Tonga changes repatriation rules to allow over 300 people into MIQ next week

By Eleanor Gee

Tonga is lifting a restriction to allow the repatriation of more than 300 passengers from New Zealand and Vanuatu next week.

Changes to the protocols for repatriating stranded passengers to Tonga were outlined by the new Minister of Health, Hon. Dr Saia Piukala this morning, January 14, and include repatriation from countries with covid-19 in the community.

Changes to repatriation protocols for Tongans and others stranded abroad were outlined by the Minister of Health, Hon. Dr. Saia Piukala this morning, January 14, at Vaiola Hospital.

“We have our family overseas wondering when they will return to Tonga,” he said. “It’s been almost two years since covid-19.”

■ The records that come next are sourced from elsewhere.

PR #521, opened 2019-06-14
Improved handling of receipts

emilioicai:
We noticed obtaining the App receipt isn’t as straightforward as we thought. 

NSBundle.mainBundle().appStoreReceiptURL returns an NSURL describing the path behind which the receipt can be found, if there is one!

To quote the documentation: (https://developer.apple.com/documentation/foundation/nsbundle/1407276-appstorereceipturl)

For an application purchased from the App Store, call this method on its application bundle locate the receipt. This method makes no guarantee about whether there is a file at the returned URL — **only that if a receipt is present, that is its location.**

In such a case, you have to start a SKReceiptRefreshRequest. This tries to download a receipt and saves it in the known destination if everything succeeds.

Obviously the process must be asynchronous now.

On top fo this, we fixed a couple of minor issues with v3.0.0 and added a new method to request the receipt in iOS whenever it's needed.

### DIFF
--- a/README.md
+++ b/README.md
@@ -45,6 +45,7 @@
 | consumeAllItemsAndroid | | `Promise<void>` | Consume all items in android so they are able to buy again (on Android.) No-op on iOS. |
 | validateReceiptIos | `object` receiptBody, `boolean` isTest | `object or boolean` result | validate receipt for ios. |
 | validateReceiptAndroid | `string` packageName, `string` productId, `string` productToken, `string` accessToken, `boolean` isSubscription | `object or boolean` result | validate receipt for android. |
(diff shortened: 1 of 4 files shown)


hyochan:
@emilioicai Really thanks for this! Could you kindly rebase this with`master` once again? There seems to remain conflict rebasing it with the `master` branch.

emilioicai:
Hey @hyochan I tried rebasing again but it looks the fork is totally up to date. Could you point out which commit is missing?

hyochan:
image
I am still seeing above. Did you `fetched` upstream?

PR #1633, opened 2025-05-28
Add some more watch tests.

vpetrovykh:
Test that watch locks the project so that branch and migration editing commands cannot be executed.

Test that restoring an instance during active watch cannot be done.

Test that switching git branch during active watch terminates the watch.


fantix (approved):

fantix:
I assume we still need this one?

PR #1641, opened 2025-06-02
Add `--extend-gel-toml` to `gel watch` command

fantix:
This option allows specifying an extra TOML file with additional hooks to extend the default `gel.toml`.

Before hooks will run in order: `gel.toml` -> extended TOML
After hooks will run in order: extended TOML -> `gel.toml`

This is to support (3) in geldata/gel-python#647


mmastrac (approved):
Looks good, but could we add a CLI test?

PR #1643, opened 2025-06-02
Support CI=true (partially)

fantix:
It's partial because `--non-interactive` is not yet fixed to honor `CI=true`.

### DIFF
--- a/src/cli/env.rs
+++ b/src/cli/env.rs
@@ -135,6 +135,14 @@ define_env! {
     /// Whether we are running in a hook
     #[env(_GEL_IN_HOOK)]
     in_hook: BoolFlag,
+
+    /// Whether we are running in a CI environment
+    #[env(CI)]
+    in_ci: BoolFlag,
+
+    /// The auto backup mode
+    #[env(GEL_AUTO_BACKUP_MODE)]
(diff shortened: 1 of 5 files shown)


src/cli/env.rs
```diff
@@ -218,3 +218,9 @@ impl std::ops::Deref for BoolFlag {
         &self.0
     }
 }
+
+static IS_CI: std::sync::OnceLock<bool> = std::sync::OnceLock::new();
```
mmastrac, line 222: We have `Env` in `env.rs` where you can add this. We shouldn't add random env vars around.

src/migrations/apply.rs
```diff
@@ -216,15 +216,20 @@ impl AutoBackup {
             );
             return Ok(None);
         }
+        let mut skipped = crate::cli::env::is_ci();
         match std::env::var("GEL_AUTO_BACKUP_MODE") {
```
mmastrac, line 220: This should also live in `env.rs`, missed in a previous review.

mmastrac:
Note that we'll probably need to set CI to "false" before running the new tests, since the tests are mostly wanting to test how the CLI works in non-CII cases.

PR #1645, opened 2025-06-02
Add some hints to backup actions

### LINKED ISSUE #1644: add a hint to `gel instance list-backups`
Currently:

Image

I'd add one sentence below the table: `To restore to a certain backup point run "gel instance restore <ID>".`

Also we should add `See the full backup list with "gel instance list-backups".` to our logging -- when we make an automatic backup before the migration -- it should be in the log message so that people know how to use the system without googling.

This should be a quick change, I hope

fantix:
Fixes #1644 

image

image

### DIFF
--- a/src/migrations/apply.rs
+++ b/src/migrations/apply.rs
@@ -241,7 +241,14 @@ impl AutoBackup {
                     }
 
                     if !quiet {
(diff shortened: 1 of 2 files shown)


scotttrinh (approved):
🚢

mmastrac (approved):

PR #1646, opened 2025-06-02
Make `gel init` non-interactive by default

fantix:
1. `gel init` is now non-interactive by default
2. So is `gel project init`
3. `--non-interactive` on the `init` command is now a no-op
4. To recover old behavior, use `gel init --interactive`


scotttrinh (approved):
I trust that this was mostly a find and replace mission here, and the logic seems sound.

PR #1650, opened 2025-06-05
Change some more strings to "gel"

msullivan:


mmastrac (approved):
We should try to use the branding strings but this is better than using the out of date name

mmastrac:
I'll fix that build bustage shortly..

PR #1651, opened 2025-06-05
Fix `gel watch` to cope with running outside of project root

elprans:


mmastrac (approved):

mmastrac:
Rebasing on #1652 should fix things.

elprans:
@mmastrac, this fix actually doesn't work and I don't quite understand why, I'm not very familiar with the watcher code.  Can you lend a hand here please?

PR #1654, opened 2025-06-07
generate: Call `gel-generate-py` for python generators

elprans:
Also, add support for calling `uv run`, controlled by the
`GEL_GENERATE_USE_UV` environment enum, where `auto` is the default --
search for `gel-generate-py` in `PATH` and run it, if not found, try
`uv run gel-generate-py`.  The `always` setting always attempts `uv` and
`never` disables the use of `uv`.

### DIFF
--- a/src/commands/generate.rs
+++ b/src/commands/generate.rs
@@ -1,9 +1,12 @@
 use std::env;
+use std::ffi::OsString;
 use std::io::Write;
 use std::process::Stdio;
 
+use anyhow::Context;
 use tempfile::NamedTempFile;
 use tokio::process;
+use which::which;
 
 use crate::commands::options::Options;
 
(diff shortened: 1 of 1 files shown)


src/commands/generate.rs
```diff
@@ -13,20 +16,76 @@ pub struct Command {
...
-        Some(v) => v,
-        None => anyhow::bail!("Generator should be of form <lang>/<tool>"),
-    };
+/// How we should invoke via `uv run` (or not).
+#[derive(Debug, Clone, Copy)]
+enum UseUv {
+    Always,
+    Auto,
+    Never,
+}
```
msullivan, line 25: Should we also make this a command-line flag? Not urgent.

src/commands/generate.rs
```diff
@@ -13,20 +16,76 @@ pub struct Command {
...
+                }
+            }
         }
-        // XXX: or should we use `uv run`?
-        vec!["gel-py"]
     } else if lang == "js" {
         vec!["npx", "@gel/generate", generator]
+            .into_iter()
+            .map(OsString::from)
+            .collect()
```
msullivan, line 88: rust! I left it as `Vec<&str>` because I didn't want to have to do this annoyingly verbose coercion, but also knew that any change might end up requiring a type change...

(Though I guess it wouldn't if we put the non-resolved names in the Vec)

msullivan (approved):

fantix (approved):

PR #1666, opened 2025-06-20
Unmute hook output

fantix:
This changes the color of hooks output from gray (muted) to plain/original


mmastrac (approved):
LGTM - should the proxy formatter receive a flag saying whether the string is stderr/stdout though?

One of the policies they are in the process of changing is to require that passengers are only allowed to come to Tonga from countries without covid-19 community transmission.

“We have decided to lift this restriction and that is why the committee and the government have agreed to the repatriation flight from New Zealand on January 20. Even though there is community transmission there, the covid-19 cases have dropped in New Zealand.

Although there are new cases with the new Omicron variant there, the Minister said that these cases were at the border or in quarantine facilities, which “will help reduce the risk of covid-19 to enter Tonga”.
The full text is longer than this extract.